To do -
Lines from the entries below that hold "parameter" form the answer; copy all of them.

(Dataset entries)
····················

PR #547, opened 2015-06-24
Added include_data parameter & changed only_monitored default to true

liiight:
Added ability to set show quality via Sonarr's 'cutoff' quality parameter.
Also changed the default of only_monitored to true

### DIFF
--- a/flexget/plugins/input/sonarr_emit.py
+++ b/flexget/plugins/input/sonarr_emit.py
@@ -1,6 +1,7 @@
 from __future__ import unicode_literals, division, absolute_import
 from urlparse import urlparse
 import logging
+import math
 from requests import RequestException
 
 from flexget import plugin
@@ -91,7 +92,7 @@ class SonarrEmit(object):
     def on_task_input(self, task, config):
         json = self.get_page(task, config, 1)
         entries = []
-        pages = int(json['totalRecords'] / config.get('page_size')) + (json['totalRecords'] % config.get('page_size') > 0)  # Sets number of requested pages
+        pages = int(math.ceil(json['totalRecords'] / config.get('page_size')))  # Sets number of requested pages
         current_series_id = 0  # Initializes current series parameter
         for page in range(2, pages):
             for record in json['records']:
--- a/flexget/plugins/input/sonarr_emit.py
+++ b/flexget/plugins/input/sonarr_emit.py
@@ -1,0 +1,125 @@
+from __future__ import unicode_literals, division, absolute_import
+from urlparse import urlparse
+import logging
+import requests
+
+from flexget import plugin
+from flexget.event import event
+from flexget.entry import Entry
+
+log = logging.getLogger('sonarr_emit')
+
+
+class Sonarr_emit(object):
+
+    '''
+    This plugin return the 1st missing episode of every show configures in Sonarr.
+    This can be used with the discover plugin or set_series_begin plugin to
+    get the relevant data from Sonarr.
+
+    Syntax:
+
+    sonarr_emit:
+      base_url=<value> (Required)
+      port=<value> (Default is 80)
+      api_key=<value> (Required)
+      include_ended=<yes|no> (Default is yes)
+      only_monitored=<yes|no> (Default is yes)
+      page_size=<value> (Default is 50)
+
+    Page size determines the amount of results per each API call. 
+    Higher value means a bigger response. Lower value means more calls.
+    Should be changed if there are performance issues.
+
+
+    Usage: (Example with discover)
+
+    discover_from_sonarr_task:
+      discover:
+        what:
+          - sonarr_emit:
+              base_url: '{{ secrets.credentials.sonarr.url }}'
+              port: 8989
+              api_key: '{{ secrets.credentials.sonarr.api_key }}'
+              include_ended: false
+        from:
+          - kat:
+              verified: yes
+      all_series: yes
+      download: c:\bla\
+
+    Usage: (Example with set_series_begin)
+
+    set-series-begin-from-sonarr:
+      sonarr_emit:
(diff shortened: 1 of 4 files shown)


liiight:
Could you point me in the direction of why this build failed? I couldn't make sense of it

flexget/plugins/input/sonarr_emit.py
```diff
@@ -0,0 +1,125 @@
...
+        'required': ['api_key', 'base_url'],
+        'additionalProperties': False
+    }
+
+    def get_page(self, task, config, page_number):  # Function that gets a page number and page size and returns the responding result json
+        parsedurl = urlparse(config.get('base_url'))
+        url = '%s://%s:%s%s/api/wanted/missing?page=%d&pageSize=%d&sortKey=series.title&sortdir=asc' % (parsedurl.scheme, parsedurl.netloc, config.get('port'),
+                                                                                                        parsedurl.path, page_number, config.get('page_size'))
+        headers = {'X-Api-Key': config['api_key']}
+        json = task.requests.get(url, headers=headers).json()
```
stevezau: Perhaps we need some exception handling here?

liiight: You're right obviously, i'll add it

flexget/plugins/input/sonarr_emit.py
```diff
@@ -0,0 +1,125 @@
...
+                                  series_season=season,
+                                  series_episode=episode,
+                                  series_id='S%02dE%02d' % (season, episode),
+                                  tvdb_id=record['series']['tvdbId'],
+                                  tvrage_id=record['series']['tvRageId'],
+                                  title=record['series']['title'] + ' ' + 'S%02dE%02d' % (season, episode))
+                    if entry.isvalid():
+                        entries.append(entry)
+                    else:
+                        log.debug('Invalid entry created? %s' % entry)
```
stevezau: Maybe make this log.error?

flexget/plugins/input/sonarr_emit.py
```diff
@@ -0,0 +1,125 @@
...
+                        log.info("    Title: %s" % entry["title"])
+                        log.info("    URL: %s" % entry["url"])
+                        log.info("    Show name: %s" % entry["series_name"])
+                        log.info("    TVDB ID: %s" % entry["tvdb_id"])
+                        log.info("    TVRAGE ID: %s" % entry["tvrage_id"])
+                        log.info("    Season: %s" % entry["series_season"])
+                        log.info("    Episode: %s" % entry["series_episode"])
+                        log.info("    Series ID: %s" % entry["series_id"])
+                    continue
+            json = self.get_page(task, config, page)
```
stevezau: Just a suggestion but perhaps it's better to build json then loop through it.. such as

json[pagenum][entries]

that way you can handle all exceptions for requests before you add the entries

liiight: You mean run get all data into local json and then operate on it in its entirety? I though of that but data can be potentially huge. Image dozens of shows, each one with several seasons of unwatched episodes.
Also note that there is a preliminary API call before the loop to get the total pages value. If there is a outstanding connection error that is derived from bad config, the plugin should stop there.

stevezau: Wouldn't it have to do it either way??

stevezau:
@gazpachoking i'm not 100% sure on this one, code looks ok to me but would prefer you to review before i merge.

liiight:
I appreciate the caution, it's always best to have more eyes look at everything, but as I said before, this PR contains a critical bug fix for the Sickbeard plugin, as it is currently not working (causes all download paths to be null).

stevezau:
@liiight This PR seems to contain alot more then just a bug fix.. Perhaps you can open a new PR for only the bug fix? I'll merge that one in straight away.

liiight:
Sound like a good idea, but i'm not sure how I do that. Can you help?

stevezau:
@liiight might be faster if you point out the code fixes and ill do it manually

liiight:
@stevezau you can just merge sickbeard.py then. It contains error handling and the bug fix (removal of any reference to 'path')

flexget/plugins/input/sonarr_emit.py
```diff
@@ -0,0 +1,132 @@
...
+        except RequestException as e:
+            raise plugin.PluginError('Unable to connect to Sonarr at %s://%s:%s%s. Error: %s'
+                                     % (parsedurl.scheme, parsedurl.netloc, config.get('port'),
+                                        parsedurl.path, e))
+        return json
+
+    def on_task_input(self, task, config):
+        json = self.get_page(task, config, 1)
+        entries = []
+        pages = int(json['totalRecords'] / config.get('page_size')) + (json['totalRecords'] % config.get('page_size') > 0)  # Sets number of requested pages
```
gazpachoking: I think this would be nicer if we do `math.ceil(json['totalRecords'] / config.get('page_size'))`

liiight: I think there was a reason I did it like that, but I can't figure out why. I'll change this.

flexget/plugins/input/sonarr_emit.py
liiight: But I wouldn't have to loop over everything twice (even though, 2nd loop is a local representation)

liiight:
Any update with merging this PR?

gazpachoking:
I would prefer the new plugin be in a separate PR to fixes next time, but it all looks good to me. Thanks!

gazpachoking:
@liiight If you can update the wiki as needed that would be great. :smile:

liiight:
Wiki already updated. I'll make sure new plugins will be separated next time, thanks!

····················

Output below -
Added include_data parameter & changed only_monitored default to true
Added ability to set show quality via Sonarr's 'cutoff' quality parameter.
         current_series_id = 0  # Initializes current series parameter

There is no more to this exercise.